GOAL OF THE EXERCISE → Narrow the data below down to the lines containing "LocalTarget".

---- PROVIDED RECORDS

PR #4314, opened 2021-01-13
Add icons and cards to SDG homepage

javierm:
## References

* Depends on pull request #4311

## Objectives

* Add content to the SDG homepage

## Visual changes

SDG homepage with the SDG icons and cards for each phase

## Notes

We've still need to decide what to do about this page main header.


Senen (approved):
Tested locally on responsive screens and seems to work fine!

PR #4320, opened 2021-01-19
Make it possible to add banners to the SDG section

javierm:
## References

* We added a new SDG section in pull request #4292

## Objectives

* Simplify code related to obtain and render banners
* Make it possible to add banners to the SDG section, just like it's possible to add banners to any other section.

### DIFF
--- a/app/components/shared/banner_component.html.erb
+++ b/app/components/shared/banner_component.html.erb
@@ -1,3 +1,5 @@
-<div class="banner" style="background-color:<%= banner.background_color %>;">
-  <%= sanitize link, attributes: %w[href style] %>
-</div>
+<% if banner %>
+  <div class="banner" style="background-color:<%= banner.background_color %>;">
+    <%= sanitize link, attributes: %w[href style] %>
+  </div>
+<% end %>
--- a/app/components/shared/banner_component.html.erb
+++ b/app/components/shared/banner_component.html.erb
@@ -1,0 +1,3 @@
+<div class="banner" style="background-color:<%= banner.background_color %>;">
+  <%= sanitize link, attributes: %w[href style] %>
+</div>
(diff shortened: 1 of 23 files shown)


Senen (commented):
Hi @javierm, I left only one suggestion.

app/components/shared/banner_component.html.erb
```diff
@@ -1,3 +1,5 @@
-<div class="banner" style="background-color:<%= banner.background_color %>;">
-  <%= sanitize link, attributes: %w[href style] %>
-</div>
+<% if banner %>
```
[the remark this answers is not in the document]
javierm: That's a good idea! However, some CONSUL users/developers might have a harder time figuring out why a view is not rendered :thinking:. I know I introduced the `render?` method myself a couple of times, but been wondering since then whether we should remove it :thinking:.

So, when in doubt, I think our criteria is to write code which is similar to existing code :thinking:.

Senen (approved):

spec/components/shared/banner_component_spec.rb
```diff
@@ -0,0 +1,50 @@
...
+    create(:banner, web_sections: [WebSection.find_by!(name: "debates")], title: "Debate banner")
+    create(:banner, web_sections: [WebSection.find_by!(name: "proposals")], title: "Proposal banner")
+
+    render_inline Shared::BannerComponent.new("debates")
+
+    expect(page.find(".banner")).to have_content "Debate banner"
+    expect(page).not_to have_content "Proposal banner"
+  end
+
+  it "consitently renders one banner" do
```
Senen, line 20: Small typo here: 
```suggestion
  it "consistently renders one banner" do
```

javierm: Fixed, thanks!

PR #4322, opened 2021-01-20
Allow filtering by local target in SDG management

javierm:
## References

* Filters by goal and target were added in pull request #4269

## Objectives

* Allow selecting a local target in the SDG management target filter

## Visual Changes

The target selector lists both targets and local targets

### DIFF
--- a/app/models/sdg/local_target.rb
+++ b/app/models/sdg/local_target.rb
@@ -17,10 +17,12 @@ class SDG::LocalTarget < ApplicationRecord
 
   belongs_to :target
 
-  def <=>(local_target)
-    return unless local_target.class == self.class
-
-    [target, numeric_subcode] <=> [local_target.target, local_target.numeric_subcode]
+  def <=>(any_target)
+    if any_target.class == self.class
+      [target, numeric_subcode] <=> [any_target.target, any_target.numeric_subcode]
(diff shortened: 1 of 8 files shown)


app/models/sdg/local_target.rb
```diff
@@ -17,6 +17,10 @@ class SDG::LocalTarget < ApplicationRecord
 
   belongs_to :target
 
+  def self.[](code)
```
Senen, line 20: I think we are missing the spec for this method.

```
  describe ".[]" do
    it "finds existing local targets by code" do
      create(:sdg_local_target, code: "1.1.1")

      expect(SDG::LocalTarget["1.1.1"].code).to eq "1.1.1"
    end

    it "raises an exception for non-existing codes" do
      expect { SDG::LocalTarget["Z.j3"] }.to raise_exception ActiveRecord::RecordNotFound
    end
  end
```

Senen (changes requested):
Hi @javierm, the only thing I detected is a new model method without specs.

app/models/sdg/local_target.rb
javierm: I've removed the method; it was only used in one spec.

taitus (approved):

--------

RESULT FOR THIS TASK →
@@ -17,10 +17,12 @@ class SDG::LocalTarget < ApplicationRecord
@@ -17,6 +17,10 @@ class SDG::LocalTarget < ApplicationRecord
      expect(SDG::LocalTarget["1.1.1"].code).to eq "1.1.1"
      expect { SDG::LocalTarget["Z.j3"] }.to raise_exception ActiveRecord::RecordNotFound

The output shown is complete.